Eurobonds are often cheaper than a foreign currency bank loan because they can be sold on by the investor, who will therefore accept a lower yield in return for this greater liquidity. Eurobonds also are extremely flexible. Most eurobonds are fixed rate but they can be floating rate or linked to the financial success of the company. For example, in 1992 Walt Disney Corp issued a $300m Eurobond with a 3% coupon plus the right to benefit from the success of 13 named films which meant that the bonds could potentially provide a 13.5% p.a. yield.

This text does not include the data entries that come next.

PR #935, opened 2026-07-19
fix(server): pass --no-color to data_shape git grep (#858)

### LINKED ISSUE #858: [Bug] data_shape live-grep: add --no-color so exclusion filter survives color.ui=always

gitcommit90:
## Summary
Pass `--no-color` to `data_shape` live-grep so exclusion filters survive `color.ui=always`.

## Changes
- Add `--no-color` to `_run_grep` git grep args (matches `_code_rationale.py` / #825)
- Regression test with `color.ui=always`

Closes #858

### DIFF
--- a/packages/server/src/repowise/server/mcp_server/tool_answer/data_shape.py
+++ b/packages/server/src/repowise/server/mcp_server/tool_answer/data_shape.py
@@ -156,6 +156,10 @@ def _run_grep(
                 "git",
                 "--no-pager",
                 "grep",
+                # --no-color: this output is parsed, so a user's
+                # ``color.ui=always`` git config must not wrap paths in ANSI
+                # escapes (which would corrupt exclusion filtering and reads).
+                "--no-color",
                 *args,
                 "-l",
                 "-I",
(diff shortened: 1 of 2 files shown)


swati510:
Thank you for picking this up, and thank you especially for carrying over the explanatory comment from the `_code_rationale.py` fix in #825. The source change here is exactly right, and I verified by hand that `--no-color` suppresses the escape codes both for `color.ui = always` and for the narrower `color.grep = always`.

I am going to land #860 instead, because its regression test asserts on the higher-level `_grep_identifier_files` function rather than on the raw subprocess output, which pins down the behaviour that the callers actually depend on. I would like to bring your comment across to that pull request, though, because a bare flag with no explanation is very easy for a future tidy-up to delete, so your work here is not going to waste. Thank you again for the careful fix and for the regression test.

RaghavChamadiya:
Thanks @gitcommit90, and apologies for leaving this hanging after the review said #860 would land instead. #860 merged on 21 July and this can close.

Your change is on main, comment and all:

```python
"grep",
# --no-color: this output is parsed, so a user's
# ``color.ui=always`` git config must not wrap paths in ANSI
# escapes (which would corrupt exclusion filtering and reads).
"--no-color",
```

`packages/server/src/repowise/server/mcp_server/tool_answer/data_shape.py:207-210`.

I also went looking for the same trap elsewhere while I was in there, since a single-site fix for a config-driven bug usually is not one. The server has exactly two `git grep` calls, this one and the one in `_code_rationale.py:387`, and both carry `--no-color` now. The other git subprocesses in the server (`git log --grep` in `tool_why.py`, the calls in `job_executor.py`, `routers/git.py`, `scheduler.py`) do not parse colorized grep output, so they are not exposed to this.

Closing as already landed. The diagnosis was right and it is what got fixed.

Eurobonds are typically issued by companies with excellent credit ratings and are normally unsecured, which makes it easier for companies to raise debt finance in the future. Eurobond issues are not normally advertised because they are ‘placed’ with institutional investors (this is discussed below); this reduces issue costs.

The eurobond market can be used by companies to raise debt in dollars or euros (the majority of eurobond issues involve these currencies) and swap this into another currency using a currency swap; most eurobond issues are swapped in this way. For example, in 1984 Disney issued €80m of Euro-denominated Eurobonds and swapped them into yen to act as a hedge to the yen revenue from Disney’s Japanese operations. Eurobonds are an extremely important source of finance for major companies with strong credit ratings. As shown in table 1 below, Eurobonds accounted for about 70% of all funds raised by UK listed companies in 2007. Type of finance £m raised in 2007 Equity 16,453 UK bonds 155 Public sector 59,745 Eurobonds 165,925 Total 242,278 Table 1 : London Stock Exchange factsheet

And the problems? Like any form of debt finance there will be issue costs to consider (approximately 2% of funds raised in the case of eurobonds) and there may also be problems if gearing levels are too high. For example, Walt Disney Corp recently had to suspended royalty payments made by its European subsidiary because of financial difficulties at Euro Disney caused in part by the high levels of debt that it has taken on.

Eurobonds denominated in foreign currencies can also expose a company to foreign exchange risk unless they are being used to match against foreign currency assets as discussed above.

Doug Haste is an education specialist working at BPP Professional Education.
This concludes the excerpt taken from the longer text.